--- RECORDS SHOWN Enclosed Below ---

PR #1317, opened 2023-07-14
multiple urls in `_scan` functions

universalmind303:


universalmind303:
@scsmithr this should _functionally_ work now, Ill work on cleaning up the todo's & error handling next.

scsmithr:
Union seems reasonable to me.

Longer term, we can look at using partitioned files: https://github.com/apache/arrow-datafusion/blob/413eba124fed89b4189cba214c737b2b5e1de12a/datafusion/core/src/datasource/physical_plan/mod.rs#L147-L156, or the listing table: https://github.com/apache/arrow-datafusion/blob/413eba124fed89b4189cba214c737b2b5e1de12a/datafusion/core/src/datasource/listing/table.rs#L60-L70

Since we're using some of the native execs and have the object store registry set up, integrating the listing table might be more straightforward than it was previously.

universalmind303:
holy smokes! https://github.com/GlareDB/glaredb/pull/1314 pwned this PR. had to do a full rewrite, hoping this passes the SLT's.

crates/sqlbuiltins/src/functions/conversion.rs
```diff
@@ -0,0 +1,372 @@
...
+
+pub trait ExtractInto<T> {
+    fn extract(&self) -> Result<T>;
+    fn extract_named(&self, _name: &'static str) -> Result<T> {
+        Err(BuiltinError::Unimplemented("named parameters"))
+    }
+}
+pub trait ExtractNamedInto<T> {
+    fn extract_named(&self, name: &'static str) -> Result<T>;
+}
```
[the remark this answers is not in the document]
universalmind303: so the issue i had with `get_constant_function_arg` was that the Scalar List value requires a `FieldRef` which didn't really make sense in this context. 

I agree that these could likely be combined. But I feel in order to do so, we need to go from sql ast directly to our own struct.  If you have any other ideas on how to use the `FuncParamValue` for list types, i'd appreciate some help getting this one over the finish line.

crates/datafusion_planner/src/relation/mod.rs
```diff
@@ -133,9 +135,9 @@ impl<'a, S: AsyncContextProvider> SqlQueryPlanner<'a, S> {
         }
     }
 
-    /// Get a constant expression literal from a function argument.
-    ///
-    /// Returns an optional name for the argument.
+    // Get a constant expression literal from a function argument.
+    //
+    // Returns an optional name for the argument.
```
vrongmeal, line 140: Just curious, is there a reason you made this a normal comment instead of a doc-comment?

crates/sqlbuiltins/src/functions/conversion.rs
```diff
@@ -0,0 +1,212 @@
...
+                expected: DataType::List(Arc::new(Field::new("list", DataType::Utf8, false))),
+            }),
+        }
+    }
+
+    fn is_param_valid(value: &FuncParamValue) -> bool {
+        matches!(value, FuncParamValue::Scalar(ScalarValue::Utf8(Some(_))))
+    }
+}
+
```
vrongmeal, line 94: I'm not sure if it's allowed but can we implement this for `Vec<T> where T: FromFuncParamValue` instead?

vrongmeal (commented):
Review is all just minor comments. I have a couple of questions:

1. I want to understand why do we require changing the `TableFunc` interface (basically why do we need to create a logical plan here)?

2. What's the reason behind `create_lp_for_named` and `create_lp_for_positional`. Where does this make a difference. I assumed the functions would be something like:
  ```
  csv_scan( '<url>' , ... )
  csv_scan( [ '<url_1>', '<url_2>' ], ... )
  ```

universalmind303:
> I want to understand why do we require changing the TableFunc interface (basically why do we need to create a logical plan here)?

it's because the multiple urls don't return a `provider`, they return a union plan. the providers are set up in a way that don't really easily allow them to consume multiple, so it made sense to just perform a logical union when passing in an array of urls.

crates/sqlbuiltins/src/functions/conversion.rs
universalmind303: i think we'd need to add some additional logic to map it to a dtype for `is_param_valid` to work.

vrongmeal:
I feel handling arguments like this is very flaky. S3 takes an optional (named) argument `region` whereas GCS doesn't. We should handle named arguments as options and not something concrete. Handling them differently will cause issues.

crates/sqlbuiltins/src/functions/conversion.rs
vrongmeal: Yeah. Just noticing that the current logic would fail as well. We do need additional logic anyways.

vrongmeal:
> yes, but inside each of those, (`named` and `positional`) they each handle the datasource differently. 
> 
> I think eventually it'd make sense to split out the `ObjScanTableFunc` for each source (s3,gs,http,...). But this seems to work for now. 

The reason I feel arguments shouldn't be handled differently is because any case when a positional argument is introduced will need to be replicated again (since it may be optional). Even in the current code that we have in this PR, we have `unimplemented` where there are multiple urls with named arguments. Named arguments shouldn't make any difference since eventually we have everything that the datasource requires. So for current implementation we can't use s3 since it requires a named argument. The logic is all right there, seems like we're complicating it a lot. Eventually we just want to get the same parameters. Arguments are just the means to get those.

universalmind303:
> > yes, but inside each of those, (`named` and `positional`) they each handle the datasource differently.
> > I think eventually it'd make sense to split out the `ObjScanTableFunc` for each source (s3,gs,http,...). But this seems to work for now.
> 
> The reason I feel arguments shouldn't be handled differently is because any case when a positional argument is introduced will need to be replicated again (since it may be optional). Even in the current code that we have in this PR, we have `unimplemented` where there are multiple urls with named arguments. Named arguments shouldn't make any difference since eventually we have everything that the datasource requires. So for current implementation we can't use s3 since it requires a named argument. The logic is all right there, seems like we're complicating it a lot. Eventually we just want to get the same parameters. Arguments are just the means to get those.

> The logic is all right there, seems like we're complicating it a lot.

i totally agree, but from a different lens. the presence of  `FuncParamValue` actually complicates this a lot. Previously, it was just taking in the raw `FunctionArg` and handling it accordingly based on the signature, but now there is the extra step of converting to `FuncParamValue` and `ScalarValue` that complicated this pr quite a bit.  I definitely think the handling of various function signatures as a whole requires a bit more thought & design beyond the scope of this PR.

universalmind303:
previously, `FunctionArg` had everything needed to handle the function signature, now we need to look in both `args` and `opts` instead of just `args`, so it complicates the logic of getting the values. 

I think we are both in agreement that the function signatures need some revisiting. Maybe we should create a follow up ticket to get a more holistic approach in place for handling different function signatures.

vrongmeal:
Yes, it does seem like function arguments are complicated but named arguments are not part of positional arguments. Nothing's really changed, only that you can have more options when extracting something.

So we can:

```rust
let urls = if String::is_param_valid(&args[0]) {
    let url = String::param_into(args.next().unwrap());
    vec![url]
} else {
    Vec<String>::param_into(args.next().unwrap())
};

// parse URLs and get scheme
// get table providers for each URL -> this will be same as the code on main (i think no changes will be required here)
// create the union plan
```

Something like this would unify the code. Instead of a single URL, we just have multiple URLs.

vrongmeal:
Let me list down the reasoning behind the current design. Function signatures are similar to any other language:

```
function( pos_arg_1, pos_arg_2, ..., named_arg_1 => .., named_arg_2 => .. )
```

Named args can be in any order. `named_arg_1` can come after `named_arg_2`; hence, we collect all of these into a `HashMap` since they are to be referred to by their name. If we directly parse it from a `FunctionArg`, we don't get the flexibility of using named arguments in any order. Somewhere, we need to process all the arguments to collect, so we have the `FuncParamValue`. This can be considered as an alternative to `Expr`.

universalmind303:
i understand the reasoning & the logic, the reason they are in separate functions is because the logic to handle each signature is different. 

```sql
csv_scan('gs://my/file.csv', creds)
```
is not the same as 
```sql
csv_scan('gs://my/file.csv', service_account_id => 'creds')
```

similarly, the logic to handle 
```sql
csv_scan('gs://my/file.csv', service_account_id => 'creds')
```
is not the same as 
```sql
csv_scan('s3://my/file.csv', access_key => 'key', ... )
```
which is not the same as 
```sql
csv_scan(['s3://my/file.csv'], access_key => 'key', ... )
```

they all require different handling of the named & positional arguments. 

which is why I suggest that we further split out the object store to be able to more robustly handle all of these different function signatures. I felt that getting in the functionality was more important than doing a big refactor. I already had to refactor `functions.rs` as it was getting unruly. I didn't want this to become any larger of a PR than necessary. So this is very much a "let's get this to work" approach, knowing that we'll likely have to come back & refactor later anyways.

universalmind303:
i think a typestate pattern would be ideal for a refactor. 

```rust
trait ObjScanFileType: Send + Sync {
    fn file_type(&self) -> FileType;
    fn name(&self) -> &'static str;
}
pub struct ParquetScan;

impl ObjScanFileType for ParquetScan {
    fn file_type(&self) -> FileType {
        FileType::Parquet
    }
    fn name(&self) -> &'static str {
        "parquet_scan"
    }
}

trait ObjScanSource: Send + Sync {
    fn source(&self) -> DatasourceUrlScheme;
}

pub struct GcsScan;
impl ObjScanSource for GcsScan {
    fn source(&self) -> DatasourceUrlScheme {
        DatasourceUrlScheme::Gcs
    }
}

#[derive(Debug, Clone, Copy)]
struct ObjScanTableFunc<FILETYPE, SOURCE>(FILETYPE, SOURCE)
where
    FILETYPE: ObjScanFileType,
    SOURCE: ObjScanSource;
    
    
#[async_trait]
impl TableFunc for ObjScanTableFunc<ParquetScan, GcsScan> {
    fn name(&self) -> &str {
        self.0.name()
    }

    fn parameters(&self) -> &[TableFuncParameters] {
        todo!()
    }

    async fn create_provider(
        unreachable!()
    }

    async fn create_logical_plan(
    ) -> Result<LogicalPlan> {
       todo!()
    }
}
```

then just create some wrapper struct that matches on the filetype & scheme & delegates accordingly.  It'd make the code very clear & extensible, without having a bunch of nested logic to handle the different filetypes & schemes.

--- End of Enclosed RECORDS SHOWN ---

THE TASK ::
The answer should be the first line of the material and every line after it through the line containing "Union seems reasonable to me.", exactly as written, and nothing else.

RESPONSE AREA ::
PR #1317, opened 2023-07-14
multiple urls in `_scan` functions

universalmind303:


universalmind303:
@scsmithr this should _functionally_ work now, Ill work on cleaning up the todo's & error handling next.

scsmithr:
Union seems reasonable to me.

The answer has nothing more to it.